18. Bij de beoordeling van de vraag of sprake is van in rechte te beschermen vertrouwen dient te worden onderzocht en vastgesteld of de omstandigheden van het geval bij eiseres de indruk hebben kunnen wekken dat sprake was van een bewuste standpuntbepaling dan wel toezegging van verweerder. Naar het oordeel van de rechtbank is niet gebleken dat verweerder heeft toegezegd of anderszins bij eiseres het in rechte te beschermen vertrouwen heeft gewekt dat de BOR van toepassing is. In dit oordeel weegt de rechtbank mee dat zo verweerder in het kader van de geruisloze inbreng al uitdrukkelijk een standpunt zou hebben ingenomen over het bestaan van de onderneming, waarvoor als zodanig geen bewijs is aangedragen, verweerder daar 22 jaar later voor de toepassing van de BOR niet zonder meer aan gebonden is. De rechtbank neemt daarbij in aanmerking dat gegeven het relatief grote tijdsverloop niet zonder meer aannemelijk is dat de feiten en omstandigheden sinds de geruisloze inbreng in 1991, ongewijzigd zijn gebleven. Aangaande de herinvesteringsreserve heeft eiseres naar het oordeel van de rechtbank niet aannemelijk gemaakt dat de vorming van die reserve een gevolg was van een bewuste standpuntbepaling van verweerder over het ondernemerschap van OG BV. De enkele stelling dat over dit onderwerp in 2005 met de Belastingdienst is gecorrespondeerd is daartoe onvoldoende. Dat over het ondernemerschap uitdrukkelijk een standpunt door verweerder zou zijn ingenomen, ligt ook niet voor de hand nu de besloten vennootschap op grond van de wetsfictie opgenomen in artikel 2, vijfde lid, van de Wet op de vennootschapsbelasting 1969, voor die wet geacht wordt met haar gehele vermogen een onderneming te drijven (zie ook HR 1 juli 1981, ECLI:NL:HR:1981:AW9777, BNB 1981/318).

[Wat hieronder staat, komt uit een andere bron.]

PR #1199, opened 2024-06-13
Compile merged Regulations and Guidelines

Nanush7:
Add html with the merged flag.

The new option generates a `full.html.erb` file in the output dir. So now we have three html files, two for the separated documents and one for the merged version.

See https://github.com/thewca/worldcubeassociation.org/pull/9541 and https://github.com/thewca/wca-regulations-compiler/pull/28.


gregorbg (approved):

gregorbg:
This now needs to move from `draft` branch to the `official` branch, what's the usual WRC procedure for that?

Nanush7:
We would normally require Board's approval, but this is not a change to the Regulations per se.

Having another WRC member approve the merge to official should be enough.

PR #1722, opened 2023-06-20
Uses default windows SO certification store when on windows.

patrickdalla:
Uses default windows SO certification store (that one that can be viewed on "Manage User Certificates" in Control Panel)  when executing on Windows.


lfcnassif (approved):
Thanks @patrickdalla!

Issue #1728, opened 2023-06-22
Read and index file owner SID and other owner info for each file


lfcnassif:
Sleuthkit-4.11 exposed that information almost 2 years ago to Java API:
https://sleuthkit.org/sleuthkit/docs/jni-docs/4.12.0/classorg_1_1sleuthkit_1_1datamodel_1_1_abstract_file.html#a7d2c04637ca9ae1fdbe477656fd5d726

Having the owner SID, it should be easy to get other owner info from sleuthkitCase.getOsAccountManager().

This is related to #1054.

Maybe it is also possible to read and index other file attributes, like permissions and attributes (group, executable flag, etc), not sure.

Issue #1195, opened 2022-06-28
Clear definitions about properties X metadata


lfcnassif:
To formalize this old idea before taking the plane:

Today we don't have clear definitions about what are properties and what are metadata... I'm thinking about using this semantics:
- File System Metadata: common metadata extracted from file systems, external from the files theirselves: name, size, dates, path...;
- Internal Metadata: meta information contained or stored in files, like exif data or office properties, they could be easy to extract or may depend on complex parsing to be extracted, but are info from file format specifications;
- Results: information produced by parsers or other modules/tasks using file content, internal or FS metadata, but enriched with external info or/and that could have passed through simple or complex transformations, but not defined by file format specification: hashes, hash look up results, regex results, processing flags like deleted/carved/subitem status, nudity & similarity scores, face encodings, etc...

There will be some borderline cases yet... And some basic info may become more hidden like default hash, category (those would go to Results) and maybe others...

Would it make metadata organization clearer? Any opinions are welcome.

hauck-jvsh:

19. Op grond van artikel 7:12 van de Algemene wet bestuursrecht dient een uitspraak op bezwaar op een deugdelijke motivering te berusten. Indien het bezwaar wordt afgewezen, moet de motivering van dien aard zijn dat het voor de belastingplichtige duidelijk is op welke grond(en) het bezwaar is afgewezen. Hoewel in de uitspraak op bezwaar als zodanig geen motivering is opgenomen, acht de rechtbank eiseres daardoor niet geschaad in haar procesbelang nu voor de motivering wordt verwezen naar “de brief die u al heeft of nog zal ontvangen”. De rechtbank stelt vast dat eiseres een brief met dagtekening 26 november 2014 van verweerder heeft ontvangen waarin onder meer een verslag van het hoorgesprek met eiseres is opgenomen. Onder “Slot” van die brief kan worden gelezen dat verweerder “tot de conclusie [komt] dat in de onderhavige casus, ten aanzien van de werkzaamheden van de erflater, sprake is van werkzaamheden die tot het gebruikelijke vermogensbeheer behoren. Dit leidt dan tot de conclusie dat ten tijde van het overlijden van erflater geen materiële onderneming werd gedreven zodat geen recht bestaat op de bedrijfsopvolgingsfaciliteiten van de Successiewet 1956. De in het bezwaarschrift opgenomen aanvulling over de aftrek van schulden (50% van € 304.443) zal worden gehonoreerd.” Daarmee heeft verweerder naar het oordeel van de rechtbank een voldoende motivering gegeven van zijn uitspraak op bezwaar. De rechtbank verwerpt dan ook de grief van eiseres dat aan de uitspraak op bezwaar een motiveringsgebrek kleeft.
20. Gelet op wat hiervoor is overwogen dient het beroep ongegrond te worden verklaard.
Proceskosten
21. Voor een proceskostenveroordeling bestaat geen aanleiding.
Beslissing
De rechtbank verklaart het beroep ongegrond.
Deze uitspraak is gedaan door mr. T. van Rij, voorzitter, en mr. E. Kouwenhoven en mr. R.C.H.M. Lips, leden, in aanwezigheid van mr. T. Blauw, griffier. De beslissing is in het openbaar uitgesproken op 11 december 2015.